Ruling 2: I cannot change Petitioner's Medicare certification date to May 19, 1998 on the basis of its equitable estoppel arguments.

Petitioner contends that, in reliance upon information received from the KDHE, it has delivered approximately $300,000 in unreimbursed services to Medicare beneficiaries between May 19, 1998 and October 26, 1998. Petitioner argues that I should change the Medicare certification date to May 19, 1998 so that HCFA would authorize payment of the $300,000 from the Medicare Trust Fund. Even though the facts alleged by Petitioner in support of its equitable estoppel arguments have been disputed by HCFA, I do not find it necessary to resolve the conflicts or schedule additional proceedings.

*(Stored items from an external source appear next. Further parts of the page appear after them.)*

PR #1286, opened 2017-05-28
Fix pre-login flow

valga:
This one is for @mgp25.

Basically there is nothing important here: I just replaced deprecated endpoint with new one, and tweaked a param for login experiments call.

### DIFF
--- a/src/Instagram.php
+++ b/src/Instagram.php
@@ -381,22 +381,18 @@ class Instagram
     }
 
     /**
-     * Get signup challenge headers.
-     *
-     * Signup challenge is used to get _csrftoken in order to make a successful
-     * login or registration request.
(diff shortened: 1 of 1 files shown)


mgp25:
@valga its 100% correct!

mgp25:
@valga is there any reason you changed it from protected to public?

valga:
Strictly speaking, I did not change the visibility, but the diff looks like I did that. In reality I removed non-used protected method and added new public method.

I guess old method was protected, because it was related with sign up sequence (abused by spamers).

New method just registers an advertising ID, it has nothing to do with sign up. And as far as I remember, you can reset that ID on Android device, so I made it public.

SteveJobzniak:
@valga Sounds good to me!

PR #416, opened 2017-06-19
Single day range + better reset behaviour

olance:
A small "fix", which I think makes the range example a bit more usable and intuitive:
- Single-day ranges can be selected
- Any click within the current range will reset the range
- Any click outside the current range will still start a new range


gpbl:
Awesome thanks!

PR #433, opened 2017-06-26
Update utils-locale.md

yagisuke:
Modify the sample source.
Because, sample source fails to get the 'year'.

react-day-picker is very cool.
thanks!


gpbl:
Thanks 👍

Issue #446, opened 2017-07-05
Day.shouldComponentUpdate is buggy, slow, and probably unnecessary


oigewan:
The `<Day />` component has a buggy `shouldComponentUpdate` method.  As it stands, the component only checks to see if modifiers have been changed.  However, if ANY other prop changes (children, empty, etc) then this will not re-render.  I've put together a quick example here: https://jsfiddle.net/afL5mqcL/  As you can see, changing the value of the `enableOutsideDays` prop does nothing since the `<Day />` will not re-render.

I thought about putting together a PR that improves this situation, but after more thought, I don't even thing the `shouldComponentUpdate` method is necessary.  `<Day />` lives pretty low in the render tree (only the customizable `renderDay` renders as a child) and the current implementation does a sort which is O(n * log(n)) followed by a join which will create one or more strings in memory on both the modifiers objects.  All this to avoid outputting a div and running the renderDay function.  However, when things do need to update, you've done the string joins twice as well as additional, unnecessary sorts.

All in all, I think that we should just remove this check entirely as it doesn't seem to be providing the value that you're looking for.

gpbl:
Thanks for the feedback! 

The `shouldComponentUpdate` has been added there as [re rendering](https://github.com/gpbl/react-day-picker/issues/389#issuecomment-307650746) is slow especially when displaying multiple months. Usually a day has 0-2 modifiers so checking that objects shouldn't be as expensive (the `render` function does some logic).

Instead of removing SCU I'd add a shallow compare for `children`, `empty` and  even `ariaLabels` and `modifierStyles`. It would be nice, however, have a deeper analysis of the performance impact for both solutions, being not a fan of SCU either :)

oigewan:
I've created another PR that does full, proper checking of prop equality before determining whether or not to render the day.  As you can see, it's a bit more involved.  However, given the API and the user expectation that changing a prop will cause the Calendar to update, I'm not sure there's another implementation that's better....

gpbl:
Published as `v6.1.0` 😊

PR #452, opened 2017-07-07
Bugfix: Better Day.shouldComponentUpdate implementation and exporting…

oigewan:
**Bugs:**
Fixes https://github.com/gpbl/react-day-picker/issues/446

The `Day.shouldComponentUpdate` method was not allowing days to update when anything other than modifiers changed.  This can lead to buggy behavior if many public props of DayPicker change.

Also, the NavbarPropTypes and WeekdayPropTypes were being exported incorrectly starting here: https://github.com/gpbl/react-day-picker/commit/0b5a46f91faf5179c945e97a3fd273982143f237

**Changes:**
- Export propTypes directly off of components inside of `DayPicker.js` where appropriate.
- For most props in `Day`, do a shallow compare to determine the return value of `shouldComponentUpdate`.  However, `modifiers` and `modifiersStyles` need their own shallow compare as well, so make an exception for them.

cc: @gpbl


gpbl:
Thanks for the help! 🌈

Issue #457, opened 2017-07-13
On-the-fly Application of Date Validity


arjun-menon:
Note: *This is not an issue, but a question regarding a particularly tricky situation and how to handle it.* In my use case scenario, some dates are valid, and some dates are invalid. Unfortunately the existing [date disabling](http://react-day-picker.js.org/examples/disabling.html) mechanism is too simple to handle my scenario. I feel `react-day-picker` might benefit from a more sophisticated date-disabling mechanism. I explain my use case scenario below:

The server has a list of dates that are valid, but it's a very large list that contains the valid dates for several years.

To make things efficient, I am thinking that the client side (web app), should ask the server for a small number of valid dates, dynamically, *as necessary*.

For example, if my `initialDate` for `react-day-picker` is in July 2017, I will ask the server first, which dates are valid in June, July, and August of 2017. Then if the user navigates to February 2016, I would send another request to the server, asking: give me the valid dates of January, February, and March 2016. (The reason I ask for valid dates for the month before/after is so that, the UI is fast/responsive when the user goes to the next/previous month).

In addition, I also want `react-day-picker` to skip months in which there are no valid dates. So that if August 2017 has no valid dates, then, it shows September after July. Similarly if a whole year doesn't have valid dates, it skips that whole year. Basically I'd like it to skip months, until finding a month containing valid dates.

In order to implement checking for valid dates *on-the-fly* (as the user switches between months), it would be helpful to be able to pass in a function (via props) that looks something like `getValidDates(year, month, callback)`. Basically, `react-day-picker` would call this function several times (as necessary) to get valid dates.

As the user navigates through the calendar, `react-day-picker` would call the function, and perhaps display a spinning loading symbol/indicator (that could be passed via prop?), and wait until `callback` is invoked with the list of valid dates before rendering the calendar.

gpbl:
👋 there! 

Not sure I'm following - what is stopping you to implement your requirements? I believe the API gives you all what you need.

There's a `onMonthChange` prop that you can use to fetch data from the server when the calendar displays another month.

You can use the `showMonth` method to change the month and eventually skip the one without valid dates.

Good luck 👍🏽

arjun-menon:
[...]

PR #458, opened 2017-07-14
Allow users to intercept and block showMonth

arjun-menon:
I've added a new prop of type function, called `shouldMonthChange`. This function can be used to intercept and block `showMonth`. If `shouldMonthChange` returns `false`, then `showMonth` does nothing.

In addition, a third parameter `force` has been added to `showMonth` which when truthy would result in `shouldMonthChange` being ignored.

Also, the arguments passed to `showMonth` are propagated to `shouldMonthChange`, so that if it needs to, it can call `showMonth` itself.

The use case scenario that lead me to make this pull request is described in #457.

### DIFF
--- a/src/DayPicker.js
+++ b/src/DayPicker.js
@@ -23,6 +23,7 @@ export default class DayPicker extends Component {
     numberOfMonths: PropTypes.number,
     fromMonth: PropTypes.instanceOf(Date),
     toMonth: PropTypes.instanceOf(Date),
+    shouldMonthChange: PropTypes.func,
     canChangeMonth: PropTypes.bool,
     reverseMonths: PropTypes.bool,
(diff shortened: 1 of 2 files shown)


gpbl:
This `shouldMonthChange` prop seems to clash with `canChangeMonth` :) I was thinking about a `onBeforeMonthChange` prop. This prop should receive a function returning a promise. When the promise is resolved, the month will change.

```jsx
function handleMonthChange() {
   return new Promise.resolve();
}
<DayPicker onBeforeMonthChange={handleMonthChange} />
```

arjun-menon:
That sounds good. I'll rewrite the PR based on that.

gpbl:
This issue is too old and there's nothing actionable to do for now – closing. Please open a new issue if required, thanks.

Issue #462, opened 2017-07-19
Feature Request: Allow node consumers to remove propTypes for production builds


oigewan:
I can see that you're using the transform-react-remove-prop-types babel plugin for the webpack builds, but not for the `build:node` task.  Fortunately, recent versions of the plugin allow you to wrap propType assignments in a `process.env.NODE_ENV !== 'production'` ternary.  Docs: https://www.npmjs.com/package/babel-plugin-transform-react-remove-prop-types#mode

I'd like to start using that in the babel build for this component to allow node consumers to remove propTypes for their production build.  This would require node consumers to inject the value of `process.env.NODE_ENV` via webpack's [Environment Plugin](https://webpack.js.org/plugins/environment-plugin/) or rollup's [Replace Plugin](https://github.com/rollup/rollup-plugin-replace), but most consumers will probably be doing that any way.

PR #463, opened 2017-07-19
Use babel-plugin-transform-react-remove-prop-types for build:node task

oigewan:
**Feature:**
Fixes https://github.com/gpbl/react-day-picker/issues/462

This will wrap all assignments to the propTypes property of a React component class in a `process.env.NODE_ENV !== "production"`, which will allow npm module consumers to remove prop types for their production build.  This will allow for smaller deployables for consumers.

**Known Issue:**
This will require users to inject the value for `process.env.NODE_ENV`.  Consumers can do this via webpack's [Environment Plugin](https://webpack.js.org/plugins/environment-plugin/) or rollup's [Replace Plugin](https://github.com/rollup/rollup-plugin-replace).

**Changes:**
Add `transform-react-remove-prop-types` to the `.babelrc` file with the mode set to "wrap".  Output will end up looking like this:
```js
exports.default = Caption;
Caption.propTypes = process.env.NODE_ENV !== "production" ? {
  date: _propTypes2.default.instanceOf(Date),
  months: _propTypes2.default.arrayOf(_propTypes2.default.string),
  locale: _propTypes2.default.string,
  localeUtils: _propTypes2.default.object,
  onClick: _propTypes2.default.func,
  classNames: _propTypes2.default.shape({
    caption: _propTypes2.default.string.isRequired
  }).isRequired
} : {};
```

cc: @gpbl


gpbl:
thanks!

PR #471, opened 2017-07-27
Navbar - fix for disabled interaction in RTL

edoshor:
The RTL support in Navbar lacks symmetry when dealing with disabled interaction with the previous and next buttons.

The fix swaps the values of the showPreviousButton and showNextButton props on RTL.


gpbl:
Thanks! sorry for the delay ✌🏽

Issue #483, opened 2017-08-09
Add flow typings


TrySound:
I'm flow user and would be great to have typings in this repo like for typescript. Do you want me to make a PR?

gpbl:
That would be awesome 👍🏽 go for it! If you find some troubles please write back here.

gpbl:
@TrySound should we give up with flow types? I don't see much interested for this as for TypeScript typings.

TrySound:
@gpbl Nope, I'll take care of it for major release.

gpbl:
Sounds great! Thanks!

arjun-menon:
Would the types be added here, or to the [https://github.com/flowtype/flow-typed](flow-typed) project?

gpbl:
@arjun-menon the idea is to add them here

gpbl:
Makes flow type still sense? 

f we want still to add flow-types then yes, better in https://github.com/gpbl/react-day-picker/issues/flow-typed.

PR #484, opened 2017-08-09
Add flow types definition

TrySound:
Ref https://github.com/gpbl/react-day-picker/issues/483


TrySound:
@gpbl Is it good for you?

adidahiya:
sigh. this makes me sad because the syntax is almost identical to the typescript definitions that already exist in this project and now we're stuck maintaining both. not sure what can be done about it though...

TrySound:
Syntax is similar but react libs are quite different.

adidahiya:
> react libs are quite different

what do you mean? do you mean that react's flow typings are quite different from `@types/react`? how so?

TrySound:
Lot of stuff. In flow Synthetic[Mouse|Keyboard|Input...]Event events are global and doesn't have target generics. And another React stuff has different names. Also typescript namespaces with synthetic exports are incompatible with flow and will be broken with native modules some day.

TrySound:
@gpbl do you have a plan to publish this?

stunaz:
@gpbl what is holding you from publishing this?

TrySound:
We need to upgrade them to flow55 and rebase pr. I don't have a time right now.

gpbl:
We moved to typescript: https://github.com/gpbl/react-day-picker/pull/944 no plans to add flow anymore... thanks!

PR #485, opened 2017-08-17
Fix typed definition files

lpcarignan:
I added `DayPickerInput` type definition (and its properties) in `index.d.ts`. I also moved `index.d.ts` to root of project as this seem to make things work in Typescript project.

I've explicitly defined variables `DayPicker` and `DayInputPicker` in `module.export` variable. This helped Typescript to find the components.

I've commented out the code in `DayPickerInput.js` as it seemed to conflict in Typescript project when I'm importing both controls (DayPicker & DayPickerInput). I would remove this file but not sure if it impacts Javascript projects.

I had to move `tsconfig.json` to the root of the project as `dtslint` calls this file when it starts. I tried changing the location of index.d.ts in tsconfig.json but dtslint wasn't cooperating.

I ran `yarn test` and it passed. I ran `yarn dtslint` too and I had no errors.


DayPicker.js
```diff
@@ -2,14 +2,16 @@
 /* eslint-env node */
 
 var DayPicker = require('./lib/src/DayPicker');
+var DayPickerInput = require('./lib/src/DayPickerInput');
```
TrySound: This will force users to keep large moment js in their bundle. It's bad.

lpcarignan: I share your concern @TrySound 

It could be 'my bad' so here's what I'm doing in my sample [Typescript project](https://github.com/lpcarignan/DayPickerInputTypescript).

I compile Typescript and use Browserify to put everything in a single `index.js` file that I load in the browser. Browserify doesn't include the code in `DayPickerInput.js`. It only includes code from `DayPicker.js`. I can't explain why. I'm not familiar enough with how:

- Typescript transcompile `import { DayPicker, DayPickerInput, DayModifiers } from "react-day-picker";`  to Javascript
- What the `require("react-day-picker")` Javascript statement actually does behind the scenes
- Why only `DayPicker.js` is only loaded by `require("react-day-picker")`

If you hava some insights on this, feel free to share them with me and I can try them in the sample Typescript project.

TrySound:
@gpbl I see the solution in removing moment is in favor of simple set/get pair for formatting and parsing.

DayPicker.js
adidahiya: Please don't change the shape of the module export like this -- it's a breaking change. If you want to import `DayPickerInput` you'll need to do it as `import { DayPickerInput } from "react-day-picker/DayPickerInput";` and define the types like this:

```
// index.d.ts stays the same
```

```
// DayPickerInput.d.ts
export class DayPickerInput ... {
    ...
}
```

I do think moving the `types/` folder contents to the root will be necessary for this, but you could make that happen only in the distribution if @gpbl doesn't want those at the root of the source repo.

gpbl:
I believe @adidahiya got the point, thanks for the feedback 💟  maybe we've solved the issue!
No problem moving the type definition files to the root, if this is the only way to do it – however I wonder why this is necessary.

@lpcarignan could you please 
- [ ] revert the changes in `DayPicker.js`, `DayPickerInput.js` and `index.d.ts`
- [ ] add `DayPickerInput.d.ts` as suggested by @adidahiya 
- [ ] add `DayPickerInput.d.ts` to the `files` and `types` properties in `package.json`
- [ ] use 2-spaces instead of 4 when formatting the code 🙆 

thanks!

lpcarignan:
I've done the changes that you ask @gpbl.  

Still learning GitHub but I don't believe I need to do a new pull request.

I'll let you guys review them and hopefully, it makes it to the next release.

Thank you for all of your help

index.d.ts
```diff
@@ -1,32 +1,31 @@
 // TypeScript Version: 2.2
 import * as React from 'react';
 
-declare namespace DayPicker {
```
adidahiya: in general this is a good change because it retains backwards compatibility for the top-level symbol exports.

_however_, you need to make the export include the `DayPicker` class, and the only way to do that is with `export = DayPicker` and declaration merging. so you're going to need to keep this `namespace` as it is. I recommend putting the `DayPicker` class in new file and importing it as `import { DayPicker } from "./DayPicker"`. when you import it here, it will merge with this namespace and you can `export = DayPicker` at the bottom. the diff in this file should be fairly small (not 100s of lines).

DayPicker.js
```diff
@@ -9,7 +9,7 @@ var Weekday = require('./lib/src/Weekday').default;
 var Navbar = require('./lib/src/Navbar').default;
 var PropTypes = require('./lib/src/PropTypes');
 
-module.exports = DayPicker.default || DayPicker;
+module.exports.DayPicker = DayPicker.default || DayPicker;
```
lpcarignan: If I go back to `module.exports = DayPicker.default || DayPicker`, my sample Typescript application doesn't load the DayPicker anymore.

I get this React error message:
`
Element type is invalid: expected a string (for built-in components) or a class/function (for composite components) but got: undefined. You likely forgot to export your component from the file it's defined in. Check the render method of...
`

I reverted to your code and I tried the following to solve the React error from above:

- Set the keyword `default` in `export default class DayPicker ...` in index.d.ts
- Tried `import { default as DayPicker}` from "react-day-picker";` in main.tsx of sample application 

Both of them did not work and I get the same error.

From my understanding, `module.exports = DayPicker.default || DayPicker` is like assigning the default value to object `exports`.

Would you have an idea on how to import this so it works in Typescript?

tsconfig.json
```diff
@@ -0,0 +1,17 @@
...
+      "es6",
+      "dom"
+    ],
+    "noImplicitAny": true,
+    "noImplicitThis": true,
+    "strictNullChecks": true,
+    "noEmit": true,
+    "forceConsistentCasingInFileNames": true
+  },
+  "files": [
```
lpcarignan: Done

index.d.ts
lpcarignan: I'm terribly sorry @adidahiya but I do not understand your recommendation on this point.

If I move `DayPicker` (and its DayPickerProps) to its own `DayPicker.d.ts`, I cannot import it in `index.d.ts`. It would have to be the other way around as `DayPickerProps` needs the definitions in index.d.ts.

Would it be possible to help me better understand the change that you would like me to do?

I did put back the `declare namespace DayPicker` with the `export = DayPicker;` at the end of the file. I tested it out in my sample Typescript app and it works. Coming from a C#/Java background, I would comment that it is a bit odd to see `DayPicker.DayPicker` but I'm relatively new to Javascript/Typescript so I'm open to leaving it back as it is.

lpcarignan: @adidahiya Was I clear enough explaining the problem I am encountering following your recommendation? If time permits, I would be more than happy to have your input so I can move forward with this.

adidahiya: I made a new PR to provide the same funtionality as this one: https://github.com/gpbl/react-day-picker/pull/487

My declaration merging idea didn't work out, but you should be able to use those types and import like this:

```ts
import * as DayPicker from "react-day-picker";
import * as DayPickerInput from "react-day-picker/DayPickerInput";
```

gpbl:
Closing this as it has been replaced by #487

Issue #477, opened 2017-08-06
Allow a custom component as overlay wrapper


gpbl:
Add a new `overlayComponent` prop defaulting to `div` to the `DayPickerInput` component. This could be used to [fix alignments](https://github.com/gpbl/react-day-picker/issues/536) or add custom content to the overlay.

PR #486, opened 2017-08-22
Add a overlayWrapper prop to DayPicker for greater customization.

wldcordeiro:
This PR tries to address #477 by adding a `overlayWrapper` prop that allows you to customize the component wrapping the `DayPicker` within `DayPickerInput`


src/DayPicker.js
```diff
@@ -507,25 +511,26 @@ export default class DayPicker extends Component {
...
-          onBlur={this.props.onBlur}
-        >
-          {this.renderNavbar()}
-          {this.renderMonths()}
-        </div>
-      </div>
+        {this.renderNavbar()}
+        {this.renderMonths()}
+      </div>,
+      containerProps.children ? containerProps.children : null
```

As a matter of law, I cannot grant the relief requested by Petitioner even if the facts alleged by Petitioner were true. It is well settled that erroneous information from government employees does not give rise to estoppel against the government or entitle the recipient of the incorrect information to monetary payments not otherwise permitted by law. Schweiker v. Hansen, 450 U.S. 785 (1981); Office of Personnel Management v. Richmond, 496 U.S. 414 (1990). Here, even if a KDHE official had given Petitioner the impression that he had the authority to answer questions about Medicare payments and provide information on HCFA's behalf, that information differs from what appears in the cover letter sent to Petitioner. HCFA Ex. 1. Petitioner's decision to rely on the incorrect information a KDHE official is alleged to have provided does not entitle Petitioner to receive Medicare payments for any period prior to its having been surveyed and certified for Medicare participation. Even if Petitioner's reliance upon the incorrect information had been reasonable, the laws and regulations applicable to "prospective suppliers" like Petitioner cannot be disregarded in order to make Petitioner whole through the use of Medicare funds that are otherwise unpayable to Petitioner prior to October 26, 1998.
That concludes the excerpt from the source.